The nation also posted the highest percentage compared to similar economies like Singapore (17.6 per cent ), Thailand (17.8 per cent) and Hong Kong (13.9 per cent).
A latest study by Deloitte in collaboration with The 30% Club found that Malaysia has the highest percentage of women chief financial officers among the Asian nations surveyed (34.9 per cent), more than double the global average of 15.7 per cent.
However, the country was still four per cent shy from the targeted 30 per cent board representation by 2020, it said.
Set by the government in 2011, the Corporate Governance (CG) Blueprint 2011 and the current Malaysian Code on Corporate Governance 2021 (MCCG 2021) stipulates that if this target is not met, the board should then disclose its action plan and time frame to achieve that mark.
The boards should also review the participation of women in senior management roles to ensure there is a healthy talent pipeline.
Having said that, the study revealed that the topic of greater gender diversity on boards and in the workforce continues to be at the forefront of discussions among regulators and organisations.
Among the significant changes under the 2021 revisions to the MCCG is an extension of the 30 per cent gender diversity requirement to all companies (firms on the FTSE Bursa Malaysia Top 100 Index or those with market capitalisation of RM2 billion and above).
“There has to be active involvement from the board with the support of its committee; e.g.
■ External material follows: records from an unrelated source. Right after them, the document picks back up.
PR #102, opened 2019-10-10
Add imported column to sources table

lpichler:
TPINVTRY-632
after UX discussion  we decided to have read-only column here, see comments and mockup in the ticket.

source api client https://github.com/ManageIQ/sources-api-client-ruby/pull/12

@miq-bot assign @agrare

### DIFF
--- a/db/migrate/20191011124345_add_imported_to_sources.rb
+++ b/db/migrate/20191011124345_add_imported_to_sources.rb
@@ -1,0 +1,5 @@
+class AddImportedToSources < ActiveRecord::Migration[5.2]
+  def change
+    add_column :sources, :imported, :string
+  end
+end
--- a/public/doc/openapi-3-v1.0.0.json
+++ b/public/doc/openapi-3-v1.0.0.json
@@ -1335,6 +1335,9 @@
           "id": {
             "$ref": "#/components/schemas/ID"
           },
+          "imported": {
+            "type": "string"
+          },
           "name": {
             "example": "Sample Provider",
             "title": "Name",


agrare:
Hm I'm not sure that "read-only" is what I'd call this.  You might still want to set different applications to make use of the CFME data which I wouldn't expect to do for a "read-only" source.

slemrmartin:
Also it should be possible to delete from UI (when customer wants to stop sync from CF), so I'm not sure about "read-only" flag in both db and UI too.   
And import through sync-processor should not only check existence, but it should update name if changed in CF, so from API's point of view, it's editable so db can use "imported" flag regardless how it is called in UI

lpichler:
@agrare, as @slemrmartin said, are you ok with `imported` ? If so I will change related PRs

thanks!

agrare:
If we just want to show that a source was imported then I'm good with that.

If we care about what it was imported from then I think a label would be better, e.g. we could have a source imported from CFME, from Ansible Analytics, or from Openshift Online.

terezanovotna:
This clarifies the use case. We definitely want to tell the user that this source is somehow different than other sources as it really cannot be edited. 

I suggest using "imported" label - sounds like a good wording? and then on a pop up give more detail where this comes from - CFME, Ansible Analytics etc.

slemrmartin:
then label can be "imported": string. When blank, then it's editable in UI, when non-blank then what @terezanovotna wrote

agrare:
Yup, and the label val could be what it is imported from

slemrmartin:
cc @rvsia

lpichler:
done 👍  (also related PRs are updated )

agrare:
I was picturing an actual tag but this works too, side note we don't actually have tags/taggings on sources at all (?!) We should get on that

PR #103, opened 2019-10-10
Fix Azure authentication_type

agrare:
The Azure authentication_type was an access_key_secret_key type even
though the application_type specified username_password and azure also
includes a tenant_id field.

Introduce a new authentication_type to track the azure credential type.

Fixes https://github.com/ManageIQ/sources-api/issues/101


agrare:
cc @rvsia

agrare:
cc @dccurtis I don't know if you're referencing this auth_type specifically or just using any azure authentication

Nomination Committee to push this agenda within an organisation.
"It is recommended for organisations to have a comprehensive succession plan in place that can be used to not only identify the candidates for both the board and management team, but also for training and development purposes," Deloitte Malaysia risk advisory executive director Muzafar Kamal said.
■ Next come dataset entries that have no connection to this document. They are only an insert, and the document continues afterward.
PR #107, opened 2019-10-17
Add arn auth_type for aws+cm

rvsia:
**Description**

- Adds ARN DDF schema for ARN for AWS/CM.
    - basic structure and input fields
    - Tags step is skipped until we get exact steps

`description` component is a component, where the content is added on the UI side, because it's a complex task to write these components into the schema without using Javascript syntax. (It uses bullet lists, copy clipboard components, etc.) However, if we decide that we want to store everything in the DB, it can be done, but it will take some time to come up with a good solution. (We could probably used some `md` parser... Client Side has advantages: it's simple and it can be easily localized.) 

~~_Waiting for completion of the UI implementation._~~

Work-in-progress: https://github.com/RedHatInsights/frontend-components/pull/212

### DIFF
--- a/db/seeds/source_types.rb
+++ b/db/seeds/source_types.rb
@@ -44,6 +44,36 @@ amazon_json_schema = {
       {:component => "text-field", :name => "authentication.username", :label => "Access Key"},
       {:component => "text-field", :name => "authentication.password", :label => "Secret Key", :type => "password"}
     ]
+  }, {
+    :type   => 'arn',
+    :name   => 'ARN',
+    :fields => [{
+      :component    => 'text-field',
+      :name         => 'authentication.authtype',
+      :hideField    => true,
+      :initialValue => 'arn'
+    }, {
+      :name       => 'billing_source.bucket',
+      :stepKey    => 'amazon-arn-additional-step',
+      :component  => 'text-field',
+      :label      => 'S3 bucket name',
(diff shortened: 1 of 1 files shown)


agrare:
@rvsia I'd rather not store _everything_ in the database, just what is needed for accepting input and doing validations.  All of the doc text, etc... sounds like it'd be better done in the frontend.

agrare:
Hakiri should be fixed now

agrare:
@rvsia do we need the `:additional_steps` defined here if they don't actually take any input?  Or could they be defined only in the UI as well?

rvsia:
> @rvsia do we need the `:additional_steps` defined here if they don't actually take any input? Or could they be defined only in the UI as well?

In the last step, there is the ARN input defined. I think we could add a `step` key to the objects in fields, and then inject these fields into the right step in UI, however, we would lose information about the structure of the form in the API.

agrare:
Right so could we only define the ARN input schema and leave the rest to the UI since it is really just display anyway without any API interaction?

rvsia:
@agrare will do! 👍

rvsia:
@agrare So I updated the schema: it does not contain `additionalFields` anymore. The UI is now responsible for the structure, the API can only tell the step where the field is. Fields without defined `stepKey` will be shown in the auth selection page.

PR #112, opened 2019-10-21
Add test for Authentication patch with extra attributes

agrare:
Depends on: ~~https://github.com/ManageIQ/manageiq-api-common/pull/129~~, https://github.com/ManageIQ/sources-api/pull/115


agrare:
@bdunne please review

The seventh edition report of 'Women in the boardroom: A global perspective' also revealed that the percentage of women in board seats in Southeast Asia has fared better with an average of 17.1 per cent compared to 14.3 per cent in 2018.
The figure outperforms the Asia average of 11.7 per cent and is closing in on the global average of 19.7 per cent.
These findings reinforce that while women’s participation in boards in the region has gone up since 2018, the perception and perhaps the acceptance of women assuming top leadership positions in boards are significantly varied across geographies.
“The tenure of women in board seats in Southeast Asia has either remained stable or saw a decline, with the average tenure having decreased most sharply in Singapore, from 5.0 years to 4.4 years.
“The percentage change for tenure term has also decreased for Malaysia and the Philippines, which could be due to the wider pool of women candidates in these countries given that the overall women participation on boards has increased,” the report said.